The mine and machinery foundations are situated on a narrow bench excavated into a steep hillside at the head of a gully running down to Gibbs Creek. The dominant structure is a steel headframe over the Vulcan shaft. Brickwork footings of the former boiler house and chimney are located immediately south of the headframe. Alongside are stone and brick foundations for a pump and air compressor. Immediately south again are large concrete foundations for a winding engine containing a relief inscription reading - Vulcan T M Co. 1906. Nearby are further boiler foundations connecting with the remains of a brick flue

A beehive brick below-ground tank is constructed into the hill above the headframe. Near the base of the tank is an adit which continues through the hill to connect with an open stope. The Tornado Mine winding and pump engine foundations are located on the hillside above and to the north of the Vulcan.

The surviving plant includes the steel headframe (base plate inscribed) - Engineering Supply Co of Aust Ltd Brisbane.

== Heritage listing ==
Vulcan Mine was listed on the Queensland Heritage Register on 21 October 1992 having satisfied the following criteria.

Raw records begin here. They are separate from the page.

PR #47, opened 2019-06-26
comments on bootrom

abejgonzalez:


src/main/resources/testchipip/bootrom/bootrom.S
```diff
@@ -16,33 +18,36 @@ interrupt_loop:
   bnez a3, interrupt_loop
   j boot_core_hart0
 
+// enter here at first and wait for MSIP interrupt to start program execution
```
a0u: I suggest moving the "wait for MSIP interrupt" part to line 33, where the actual loop is.  Also, a more precise term for describing `_hang` is "reset vector".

The place is important in demonstrating the evolution or pattern of Queensland's history.

The Vulcan mine and its headframe is significant in Queensland's history for its development as a local shareholders mine which supplied ore to the main battery, the Loudoun mill, in Irvinebank. It was the most productive tin mine in North Queensland.

The place demonstrates rare, uncommon or endangered aspects of Queensland's cultural heritage.

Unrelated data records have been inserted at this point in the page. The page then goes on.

PR #52, opened 2019-08-07
Fixes following removal of old chisel3 deprecations.

ucbjrl:
Replace Vecf(init) with VecInit()
Replace Wire(init) with WireDefault()
Replace Module(clock, reset) with withClockAndReset
Replace chiselCloneType with chiselTypeOf
Add asUInt to expressions that now return Bits

Don't merge this commit until we verify that the chisel3 changes are desirable.

### DIFF
--- a/src/main/scala/Util.scala
+++ b/src/main/scala/Util.scala
@@ -60,19 +60,15 @@ case class AsyncWideCounter(width: Int, inc: UInt = 1.U, reset: Boolean = true)
 }
 
 // As WideCounter, but it's a module so it can take arbitrary clocks
-class WideCounterModule(w: Int, inc: UInt = 1.U, reset: Boolean = true, clockSignal: Clock = null, resetSignal: Bool = null)
+class WideCounterModule(w: Int, inc: UInt = 1.U, doReset: Boolean = true, clockSignal: Clock = null, resetSignal: Bool = null)
     extends Module {
   val io = IO(new Bundle {
     val value = Output(UInt(w.W))
   })
-  lazy val block = {
-    io.value := AsyncWideCounter(w, inc, reset).value
-  }
-  (clockSignal, resetSignal) match {
-    case (null, null) => block
-    case (null, r: Bool) => withReset(r) { block }
-    case (c: Clock, null) => withClock(c) { block }
-    case (c: Clock, r: Bool) => withClockAndReset(c, r) { block }
+  io.value := {
+    val cc = Option(clockSignal).getOrElse(this.clock)
+    val rr = Option(resetSignal).getOrElse(this.reset)
+    withClockAndReset(cc, rr) { AsyncWideCounter(w, inc, doReset).value }
   }
 }
 
@@ -114,7 +110,7 @@ class BinToGray[T <: Data](gen: T, c: Clock) extends Module {
     val gray = UInt(gen.getWidth.W)
   })
   withClock(c) {
-    io.gray := RegNext(io.bin.asUInt ^ (io.bin.asUInt >> 1.U).asUInt())
+    io.gray := RegNext(io.bin.asUInt ^ (io.bin.asUInt >> 1.U).asUInt)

This steel headframe is one of very few dating from before World War I and still standing on its original site. A beehive brick covered underground water tank above the mine is now rare in the North Queensland context.

The place is important in demonstrating a high degree of creative or technical achievement at a particular period.

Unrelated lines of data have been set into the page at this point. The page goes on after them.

PR #53, opened 2019-08-14
Bump sbt to something less dangerous and don't ignore non-target project files.

ucbjrl:


colinschmidt:
Do all consuming projects need to bump sbt at the same time?

ucbjrl:
I don't believe it's strictly necessary, although to minimize the effect of potential sbt weirdness, we should try to keep them consistent.

Ideally, this can be packaged as a library and the version of sbt used to build it should have no impact on its use by clients.

Perhaps we should discuss packaging and publishing before this PR is approved (or rejected).

kammoh:
Any reasons not upgrading to 1.3.0?

ucbjrl:
I'd like to see firrtl and chisel3 upgraded to sbt 1.3.0 first.

ucbjrl:
Presumably handled elsewhere.

PR #6149, opened 2024-04-15
Billing - Renewing services via API - Minor update - JE-EMLYON

camillebssa:


OVH-Team-Guides:
Hello @camillebssa 
Thanks for the suggestion but this guide is really intended for API usage, which is a specific use case for some of our customers. We don't think we need to add the information you suggested.
Best regards

PR #6159, opened 2024-04-15
Add encryption step on S3 bucket creation doc

agoude:
Add encryption step on S3 bucket creation doc:
- modify text
- add image


OVH-Team-Guides:

PR #6169, opened 2024-04-16
fix error in mongodb deploy with terraform documentation

vparpoil:


yomovh:
Thanks for pointing that. There was indeed an error !

yomovh:
Thanks for pointing that. There was indeed an error !

OVH-Team-Guides:
Thank you for your contribution @vparpoil

PR #6170, opened 2024-04-16
fix wrong user in mongoDB terraform article

vparpoil:
Following https://github.com/ovh/docs/pull/6169


yomovh:
Thanks for pointing that. There was indeed an error !

OVH-Team-Guides:
Thank you for your contribution @vparpoil

PR #6200, opened 2024-04-18
fix(dedicated/api-os-installation): remove usespla example

JayBeeDe:
ref: PUBM-34717


OVH-Team-Guides:
Thank you for the fix @JayBeeDe

PR #6206, opened 2024-04-19
feat(dedicated/api-os-installation): add api call to share anchored link

JayBeeDe:
ref: PUBM-36345

We want to share https://help.ovhcloud.com/csm/en-dedicated-servers-api-os-installation?id=kb_article_view&sysparm_article=KB0061951#os-questions in terraform provider doc, but as you can see, customer arrives at this part of the page and doesn't know where this data comes from


OVH-Team-Guides:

It is Australia's deepest tin mine (at 464 m) and has one of the largest headframes still remaining.

The place has a strong or special association with a particular community or cultural group for social, cultural or spiritual reasons.

Early development of the mine was associated with Italian miners. There were major strikes in the Vulcan and nearby mines in 1907 which were catalysts of change in Irvinebank mine management practices. The place has some importance in the history of the Labor movement.

The place has a special association with the life or work of a particular person, group or organisation of importance in Queensland's history.

The mine is also associated with William McCormack and Edward Theodore, later Queensland Premier and Queensland and Australian Treasurer, who came to Irvinebank as an underground miner in the Vulcan mine and established the Amalgamated Workers Association (later amalgamating with the Australian Workers Union).